04   Cut a 23cm-diameter round from each cake. Reserve cake scraps. Set aside.
05   For the kirsch mousse, bring 125ml cream and vanilla just to the simmer in a small saucepan over medium heat. Squeeze excess water from gelatine, add to cream, stir to dissolve and set aside.
06   Whisk eggwhite and caster sugar in a bowl over a saucepan of simmering water until mixture reaches 70C on a sugar thermometer. Transfer to an electric mixer and whisk until cooled to about 30C and stiff peaks form. Meanwhile, whisk remaining cream to just below soft peaks.
07   Fold a third of the meringue into the gelatine mixture, then fold in remainder. Fold into the whipped cream, add kirsch and fold to combine.
08   Place a 6cm-deep, 24cm-diameter cake ring on an oven tray lined with an acetate sheet (see note) and place one cake round in the ring.

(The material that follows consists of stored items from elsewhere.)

PR #3494, opened 2024-05-26
refactor vcctl

googs1025:
#### What type of PR is this?
/kind cleanup

- remove duplicate code and use the public code under the util package directly
- refactor `buildJobCmd` `buildQueueCmd` to make the code more readable and extensible
- use `cmd.Context()` instead of `context.TODO()` pass context

```release-note
None
```

```docs
None
```


pkg/cli/job/suspend.go
```diff
@@ -36,14 +37,14 @@ var suspendJobFlags = &suspendFlags{}
...
-	initFlags(cmd, &suspendJobFlags.commonFlags)
+	util.InitFlags(cmd, &suspendJobFlags.CommonFlags)
 
 	cmd.Flags().StringVarP(&suspendJobFlags.Namespace, "namespace", "n", "default", "the namespace of job")
 	cmd.Flags().StringVarP(&suspendJobFlags.JobName, "name", "N", "", "the name of job")
 }
 
 // SuspendJob suspends the job.
-func SuspendJob() error {
+func SuspendJob(ctx context.Context) error {
```
Monokaix, line 47: Thanks for your contribution！
 A little doubt why this context is added?

googs1025: `cmd *cobra.Command` 
Provided the context ctx, we should use the one provided by cmd instead of using context.TODO(). We should pass the upstream ctx to the downstream.

```go
rootCmd := cobra.Command{
		Use:   "vjobs",
		Short: "view job information",
		Long:  `view information of a job with specified name or jobs from the same namespace`,
		Run: func(cmd *cobra.Command, args []string) {
			util.CheckError(cmd, vjobs.ViewJob(cmd.Context()))
		},
	}

```

cmd/cli/vcancel/main.go
```diff
@@ -31,7 +31,7 @@ func main() {
 		Short: "cancel a job",
 		Long:  `cancel a running, pending, or aborted job with specified name in default or specified namespace`,
 		Run: func(cmd *cobra.Command, args []string) {
-			util.CheckError(cmd, vcancel.CancelJob())
+			util.CheckError(cmd, vcancel.CancelJob(cmd.Context()))
```
Monokaix, line 34: Will `cmd.Context()` be nil?

googs1025: It will not be `nil`, it will be initialized by default when main.go is started.
The call chain is as follows

```go
func main() {
	rootCmd := cobra.Command{
		Use: "vcctl",
	}

	// tell Cobra not to provide the default completion command
	rootCmd.CompletionOptions.DisableDefaultCmd = true

	rootCmd.AddCommand(buildJobCmd())
	rootCmd.AddCommand(buildQueueCmd())
	rootCmd.AddCommand(versionCommand())

	code := cli.Run(&rootCmd)
	os.Exit(code)
}

func Run(cmd *cobra.Command) int {
	if logsInitialized, err := run(cmd); err != nil {
       ....
}

func run(cmd *cobra.Command) (logsInitialized bool, err error) {
	rand.Seed(time.Now().UnixNano())
	defer logs.FlushLogs()

	...

	err = cmd.Execute()
	return
}

// Execute uses the args (os.Args[1:] by default)
// and run through the command tree finding appropriate matches
// for commands and then corresponding flags.
func (c *Command) Execute() error {
	_, err := c.ExecuteC()
	return err
}

// ExecuteC executes the command.
func (c *Command) ExecuteC() (cmd *Command, err error) {
	if c.ctx == nil {
		c.ctx = context.Background()
	}

	// Regardless of what command execute is called on, run on Root only
	if c.HasParent() {
		return c.Root().ExecuteC()
	}

	// windows hook
	if preExecHookFn != nil {
		preExecHookFn(c)
	}
      .....
```

Monokaix: Ok

Issue #3491, opened 2024-05-24
record the norminated node(which is pipelined node in volcano) for pod and consider it first in next cycle


lowang-bh:
#### What would you like to be added:

1.  record the pipelined node for a task which has evicted other task and suitable on that node
2. check this node is suitable for this task in next scheduling cycle firstly, if predicating returns success, just assign this task to it

#### Why is this needed:

In the preempt/reclaim actions, task that can not be allocated in allocate action will try to evict other task and then pipeline to the proper node. And we can record it so that we can consider it firstly in the next scheduling cycle, to save time spent on predicating.

Monokaix:
So how to do that? just reduce availabel node nums to predict the nominated node?

JesseStutler:
@muskan2622 Hi, do you still work on this? Could you assign to me? I'm interested to figure out it.

lowang-bh:
> @muskan2622 Hi, do you still work on this? Could you assign to me? I'm interested to figure out it.

I think you can go on.

muskan2622:
Hey m working on it. Please consider some other issues

JesseStutler:
@muskan2622 Hi, you still work on this? But why did you remove the assignment?

muskan2622:
I thought it is merged.

JesseStutler:
still need it, `check this node is suitable for this task in next scheduling cycle firstly, if predicating returns success, just assign this task to it` has not been implemented yet

/assign

mahdikhashan:
@JesseStutler thanks for helping me find this issue - I'll open a pr and keep you updated.

/assign

zhoushuke:
but in reclaim action, it uses ssn.Pipeline, and  not set nominatedNode in it.
I found a issue: https://github.com/volcano-sh/volcano/issues/3673 to change recliam to using stmt.Pipeline instead ssn.Pipeline.

@lowang-bh @bibibox

PR #3498, opened 2024-05-27
Update NominatedNodeName for pipelined task

bibibox:
To fix issue #3499

### DIFF
--- a/pkg/scheduler/api/job_info.go
+++ b/pkg/scheduler/api/job_info.go
@@ -641,7 +641,7 @@ func (ji *JobInfo) FitError() string {
 	// Stat histogram for pending tasks only
 	reasons = make(map[string]int)
 	for uid := range ji.TaskStatusIndex[Pending] {
-		reason, _ := ji.TaskSchedulingReason(uid)
+		reason, _, _ := ji.TaskSchedulingReason(uid)
 		reasons[reason]++
 	}
 	if len(reasons) > 0 {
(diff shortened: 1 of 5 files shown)


lowang-bh:
This pr can be part of solution for feature [record the norminated node for pod and consider it first in next cycle #3491](https://github.com/volcano-sh/volcano/issues/3491)

bibibox:
> This pr can be part of solution for feature [record the norminated node for pod and consider it first in next cycle #3491](https://github.com/volcano-sh/volcano/issues/3491)

yes, there may be some overlap, and this pr is mainly to solve this issue #3499

pkg/scheduler/cache/cache.go
```diff
@@ -992,14 +992,26 @@ func (sc *SchedulerCache) taskUnschedulable(task *schedulingapi.TaskInfo, reason
...
+	updateNomiNode := podNominatedNodeNameNeedUpdate(&pod.Status, nominatedNodeName)
+
+	if updateCond || updateNomiNode {
 		pod = pod.DeepCopy()
 
+		if updateCond && podutil.UpdatePodCondition(&pod.Status, condition) {
+			klog.V(3).Infof("Updating pod condition for %s/%s to (%s==%s)", pod.Namespace, pod.Name, condition.Type, condition.Status)
+		}
+
+		if updateNomiNode {
```
Monokaix, line 1005: Better add a comment here to explain why this is added？

pkg/scheduler/api/job_info.go
```diff
@@ -669,19 +669,19 @@ func (ji *JobInfo) TaskSchedulingReason(tid TaskID) (reason string, msg string)
 	case Allocated:
 		// Pod is schedulable
 		msg = fmt.Sprintf("Pod %s/%s can possibly be assigned to %s", taskInfo.Namespace, taskInfo.Name, ctx.NodeName)
-		return PodReasonSchedulable, msg
+		return PodReasonSchedulable, msg, ""
```
Monokaix, line 672: `Allocated` is also a unschedulable case, we should also check whether nominatedNode is needed, maybe we can refer to kube -scheduler to deep dive.

bibibox: the autoscaler will check both condition status and reason whether a pod is unschedulable or not:
image
so allocated will not be thought as unschedulable case to autoscaler

pkg/scheduler/cache/cache.go
bibibox: done

pkg/scheduler/api/job_info.go
Monokaix: Ok

william-wang (approved):
/approve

Spoon a third of the mousse over and level with a palette knife, pushing a little over the edge.
09   Sprinkle mousse with a thin, even layer of chocolate shavings, leaving a 1cm border.
10   Spoon half the remaining mousse over and smooth with a palette knife. Top with the second cake round. Spoon remaining mousse over, level with a palette knife so the mousse is flush with the top of the ring and spread some over the edge of the cake (you may have a little mousse left over). Refrigerate until set (4 hours or overnight).
11   Meanwhile, reduce oven to 170C, crumble reserved cake scraps onto an oven tray and bake until just dry but not crisp (10-15 minutes). Process in a food processor until fine crumbs form and set aside. Run a hot knife around the inside of the ring to loosen cake, remove ring and pat cake crumbs around the side of the cake to coat.
12   Whisk cream in an electric mixer to just under soft peaks and transfer to a piping bag fitted with a 1cm nozzle. Pipe rosettes around the cake edge, top with remaining chocolate shavings and serve.

Note To make chocolate shavings, melt 250gm finely chopped dark chocolate (53% cocoa solids) in a bowl over a saucepan of simmering water, thinly spread with a palette knife on a marble slab or inverted heavy tray and set aside until firm and set (1 hour). Scrape chocolate away from you with a large chef's knife to form shavings and set aside. If your cake ring is shallower than 6cm, you can line the sides of the ring with acetate sheet up to 7cm deep. If you don't own a cake ring, use a springform tin. Acetate sheets, available from art supply shops, make it easier to remove the cake once it's set.